WHAT IS NEEDED -
Write out, please, the lines from the beginning of the material to the line with "# About Fix Prompts", including both ends and nothing else.

——

PR #198, opened 2024-04-02
[DO NOT MERGE] Experiment fixing stacktrace parsing

DonggeLiu:
Related code fixing and improvements:
1. https://github.com/google/oss-fuzz-gen/pull/187#discussion_r1546206543
2. https://github.com/google/oss-fuzz-gen/pull/187#discussion_r1546208485
3. https://github.com/google/oss-fuzz-gen/pull/187#discussion_r1547062065
4. https://github.com/google/oss-fuzz-gen/pull/187#discussion_r1547074956

PR #204, opened 2024-04-04
The fix loop now include drivers have fuzz err

happy-qop:
# Overview

This is an initial version where only basic information (error type, crash stacks, and crash summarization from ASAN & libfuzzer) about the driver runtime errors are used for fixing drivers with false positives or have 0 coverage increasement. 

Its main purpose is to propose a base implementation which both lets the fix loop handles drivers with fuzz errors (only build errors are fixed in previous version) and lets the fix prompts be updated accordingly.

# About Fix Prompts

Fix prompts of build errors are kept intact. For runtime errors, please see diff in `fixer_problem.txt` and methods (`extract_symptom`, `_get_error_desc` -> `ERROR_SUMMARY`,  `_get_error_detail` -> `ERROR_MESSAGES`) of class `DriverFuzzErr`.

# Main Changes in Implementation

The main changes are listed as following for easier understanding of the code changes:
- rewrite the fix loop in `evaluator.py`
- DriverFuzzErr is no longer an `Enum` but a class with methods preparing fuzz error related information. These info are passed to fix prompts
- update one line of the fix prompt `fixer_problem.txt` to support the fix of fuzz errors
- add iteration suffix to `run log` to handle the case that `fuzz/build err <=> before/after fix`

I've tested the code in small scale locally and fixed some bugs, but more tests are needed.

# Some thoughts/plans

More contextual information for each type of incorrect driver can be added in the future. For example, for a false positive crash, we may highlight the code of exact error line, and provide the stack trace with partial project source code, which is similar as the information provided by a command line debugger. 

Example illustrating richer contextual info (NOT IMPLEMENTED):
```
The above C code can be built successfully but will crash (ASAN-heap-buffer-overflow on address 0x602000000111 at pc 0x0000007024e0 bp 0x7ffec5e4b850 sp 0x7ffec5e4b848).

The crash line is:
       result = JS_Eval(ctx, (const char *)Data, Size, filename, eval_flags);

The frames of the stack are:

#0 0x7024df in next_token /src/quickjs/quickjs.c:20678:9
#1 0x61ba55 in js_parse_program /src/quickjs/quickjs.c:33463:9
#2 0x61ba55 in __JS_EvalInternal /src/quickjs/quickjs.c:33654:11
#3 0x5f7744 in JS_EvalInternal /src/quickjs/quickjs.c:33694:12
#4 0x5f7744 in JS_EvalThis /src/quickjs/quickjs.c:33725:11
#5 0x5f7744 in JS_Eval /src/quickjs/quickjs.c:33733:12
#6 0x56a041 in LLVMFuzzerTestOneInput /root/workspace/jarvis/targets/quickjs/c/para-iter-account-12-0/dummyfuzzer.c:122:18

The frame `next_token` related code:
20677   s->token.ptr = p;
20678   c = *p;
20679   switch(c) {

The frame `js_parse_program` related code:
33462  
33463   if (next_token(s))
33464   return -1;
...
```


experiment/evaluator.py
```diff
@@ -352,61 +427,80 @@ def do_check_target(self, ai_binary: str, target_path: str) -> Result:
...
+
     # TODO: Log build failure.
     # TODO: Log run success/failure.
 
-    # Loop to try and fix the compilation error using the LLM.
-    while not build_result.succeeded and llm_fix_count < LLM_FIX_LIMIT:
+    # Result variables of generation.
+    llm_fix_count = 0
+
+    while True:
```
DonggeLiu, line 437: This is a huge change, thanks!
Would you mind helping reduce the size of `while` loop, given it has many tasks? I like the comments you left, maybe we can separate the functionalities into new functions based on them, e.g.:
```python
while not driver_fuzz_err.has_err and llm_fix_count < LLM_FIX_LIMIT:
  cov_pcs, total_pcs, crashes, driver_fuzz_err = build_and_evaluate_fuzz_target()  # Everything belongs to your first comment.
  if driver_fuzz_err.has_err:
    fix_fuzz_target()  # Everything belongs to your 2nd comment. This fixes the fuzz target, the next iteration builds and evaluates it.


# Outside while
if driver_fuzz_err.has_err:
  log(failure info)
  return ...
log(success info)
return ...
```

Please let me know if I missed anything, or if you like to do this together (this will involve a lot code change indeed).
Thanks :)

llm_toolkit/prompt_builder.py
```diff
@@ -255,12 +261,18 @@ def _format_fixer_priming(self) -> Tuple[str, int]:
...
 
-  def _format_fixer_problem(self, raw_code: str, errors: list[str],
-                            priming_weight: int) -> str:
+  def _format_fixer_problem(self, raw_code: str, error_desc: Optional[str],
+                            errors: list[str], priming_weight: int) -> str:
     """Formats a problem for code fixer based on the template."""
     with open(self.fixer_problem_template_file) as f:
       problem = f.read().strip()
     problem = problem.replace('{CODE_TO_BE_FIXED}', raw_code)
+    if error_desc is None:
```
DonggeLiu, line 270: `if error_desc` and reverse the block content for simplicity.

llm_toolkit/prompt_builder.py
```diff
@@ -39,6 +39,9 @@
     [FDP_EXAMPLE_2_PROBLEM, FDP_EXAMPLE_2_SOLUTION],
 ]
 
+BUILD_ERROR_SUMMARY = 'The code has the following build issues:'
+FUZZ_ERROR_SUMMARY = 'The code can be built successfully but %s.'
```
DonggeLiu, line 43: `FUZZ_ERROR_SUMMARY = 'The code can build successfully but has a runtime issue: '`

llm_toolkit/prompt_builder.py
```diff
@@ -255,12 +261,18 @@ def _format_fixer_priming(self) -> Tuple[str, int]:
...
+                            errors: list[str], priming_weight: int) -> str:
     """Formats a problem for code fixer based on the template."""
     with open(self.fixer_problem_template_file) as f:
       problem = f.read().strip()
     problem = problem.replace('{CODE_TO_BE_FIXED}', raw_code)
+    if error_desc is None:
+      # Build error does not pass error desc.
+      error_summary = BUILD_ERROR_SUMMARY
+    else:
+      error_summary = FUZZ_ERROR_SUMMARY % (error_desc)
```
DonggeLiu, line 274: error_summary = FUZZ_ERROR_SUMMARY + error_desc

llm_toolkit/prompt_builder.py
```diff
@@ -289,6 +301,8 @@ def _format_fixer_problem(self, raw_code: str, errors: list[str],
 
     # Now, compose the problem part of the prompt
     error_message = '\n'.join(selected_errors)
+    if error_message.strip() == '':
```
DonggeLiu, line 304: Two suggestions:
1. I  am a bit inclined to avoid removing `<error>` tag even if `error_message.strip() == ''`, because:
    1. It avoids assuming the prompt must be `'<error>\n{ERROR_MESSAGES}\n</error>\n'`.
    2. `error_message.strip() == ''` is not expected, so we should a) log a warning, and b) leave `<error>\n\n</error>\n` in the report so that we can easily find it and investigate it. It can be found by `helper/result_string_search.py`.
3. If you'd prefer to keep the code, we can simplify it a bit:
```python
if error_message.strip():
  return problem.replace('{ERROR_MESSAGES}', error_message)
return problem.replace('<error>\n{ERROR_MESSAGES}\n</error>\n', '')
```

DonggeLiu: Funny GitHub does not escape strings in our comments, causing `'<error>'` becomes `''` without the `s on this page.

DonggeLiu (commented):
Sorry that it took a bit longer than expected.
Feel free to take your time on this and have a nice weekend!

experiment/fuzz_target_error.py
```diff
@@ -0,0 +1,110 @@
...
+              'by the fuzz target.')
+    if self.type == self.FP_OOM:
+      return ('Out-of-memory error detected, suggesting memory leak in the'
+              ' fuzz target.')
+    if self.type == self.FP_TIMEOUT:
+      return ('Fuzz target timed out at runtime, indicating its usage for '
+              'the function under test is incorrect or unrobust.')
+    if self.type == self.NO_COV_INCREASE:
+      # TODO(dongge): Append the implementation of the function under test.
+      return ('Low code coverage, indicating the fuzz target ineffectively '
```
DonggeLiu, line 87: I'm Sorry I missed this earlier: Would this be 'No code coverage' for better consistency with the case name `NO_COV_INCREASE`?
I presume this only happens if a fuzz target's code coverage is exactly 0 instead of under a threshold.

llm_toolkit/prompt_builder.py
DonggeLiu: Please correct me if I misinterpreted your message. There are two cases where `error_message` can be empty:
1. Expected case: Non-coverage driver, which has no additional error message.
2. Unexpected case: Error log parsing failure, in which case the builder/runner has an error log, but our incorrect error parsing code failed to parse the error message from it.

My understanding is that exposing the 2nd case to us is important for debugging OSS-Fuzz-Gen, particularly when running large-scale experiments.
I can think of two potential solutions for this.
Solution 1:
1. If `error_message` is empty and`ERROR_SUMMARY` is about no coverage, then we also remove the `<error>` tag pair.
2. If `error_message` is empty and`ERROR_SUMMARY` is not about no coverage, we log a warning and leave the `<error>` tag pair.
3. If `error_message` is not empty, we replace `ERROR_MESSAGE` with `error_message` as normal.

Solution 2:
We handcraft an error message specifically for 'no coverage' and use it in step 2.


Re. 1.i, to avoid hard-coding the prompt content, we can remove them separately, e.g.: 
`problem.replace('<error>', '')`
`problem.replace('{ERROR_MESSAGES}', '')`
`problem.replace('<\error>', '')`

Then we remove the trailing empty lines in `problem` to avoid leaving `\n..\n` at the end.

Would this be a good idea?

DonggeLiu: Thanks for addressing this so quickly!

llm_toolkit/prompt_builder.py
```diff
@@ -302,7 +304,17 @@ def _format_fixer_problem(self, raw_code: str, error_desc: Optional[str],
...
     if error_message.strip() == '':
-      return problem.replace('<error>\n{ERROR_MESSAGES}\n</error>\n', '')
+      if SemanticError.is_no_cov_increase_err(error_desc):
+        # NO_COV_INCREASE error has empty error message.
+        return problem.replace('<error>\n', '')\
+                      .replace('{ERROR_MESSAGES}\n', '')\
+                      .replace('</error>\n', '')
+
+      # Log error types that should have error message.
+      logging.info(
```
DonggeLiu, line 314: `logging.warning` because this likely indicates an error in the code.

llm_toolkit/prompt_builder.py
```diff
@@ -302,7 +304,17 @@ def _format_fixer_problem(self, raw_code: str, error_desc: Optional[str],
...
+          'Unexpected empty error message in fix prompt for error_desc: %s',
+          str(error_desc))
+
     return problem.replace('{ERROR_MESSAGES}', error_message)
```
DonggeLiu, line 318: nit: Reordering the logic a bit to reduce indentation levels:
```python
    # Now, compose the problem part of the prompt
    error_message = '\n'.join(selected_errors)
    if error_message.strip():
      return problem.replace('{ERROR_MESSAGES}', error_message)

    # Expecting empty error message for NO_COV_INCREASE.
    if SemanticError.is_no_cov_increase_err(error_desc):
      return problem.replace('<error>\n', '')\
                      .replace('{ERROR_MESSAGES}\n', '')\
                      .replace('</error>\n', '')

    # Log warning for an unexpected empty error message.
    logging.warning(
        'Unexpected empty error message in fix prompt for error_desc: %s',
        str(error_desc))
    return problem.replace('{ERROR_MESSAGES}', error_message)
```

DonggeLiu:
Thanks, @happy-qop, for the prompt responses!
I left a few more notes for discussion; please let me know your opinions, thanks!

experiment/fuzz_target_error.py
```diff
@@ -0,0 +1,117 @@
...
+"""
+Helper class for fuzz target semantic errors.
+"""
+import re
+from typing import Optional
+
+
+class SemanticError:
+  """Fuzz target semantic errors."""
+  NO_SEMANTIC_ERR = 'NO_SEMANTIC_ERR'
```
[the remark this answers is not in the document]
DonggeLiu: Thanks! Happy to discuss more via our meeting.

DonggeLiu (approved):

DonggeLiu:
Thanks again for addressing the comments so quickly!
Given merging `SematicCheckResult` into `RunResult` is the only thing left and may take a few days to review and implement, would you mind me merging this into #198 so that we can run another experiment in the mean time?

Then merging the two `*Result` classes can be done on a new branch based on `stacktrace-fixing-exp` from #198, if that's convenient for you : )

——

RESULT BELOW -
PR #198, opened 2024-04-02
[DO NOT MERGE] Experiment fixing stacktrace parsing

DonggeLiu:
Related code fixing and improvements:
1. https://github.com/google/oss-fuzz-gen/pull/187#discussion_r1546206543
2. https://github.com/google/oss-fuzz-gen/pull/187#discussion_r1546208485
3. https://github.com/google/oss-fuzz-gen/pull/187#discussion_r1547062065
4. https://github.com/google/oss-fuzz-gen/pull/187#discussion_r1547074956

PR #204, opened 2024-04-04
The fix loop now include drivers have fuzz err

happy-qop:
# Overview

This is an initial version where only basic information (error type, crash stacks, and crash summarization from ASAN & libfuzzer) about the driver runtime errors are used for fixing drivers with false positives or have 0 coverage increasement. 

Its main purpose is to propose a base implementation which both lets the fix loop handles drivers with fuzz errors (only build errors are fixed in previous version) and lets the fix prompts be updated accordingly.

# About Fix Prompts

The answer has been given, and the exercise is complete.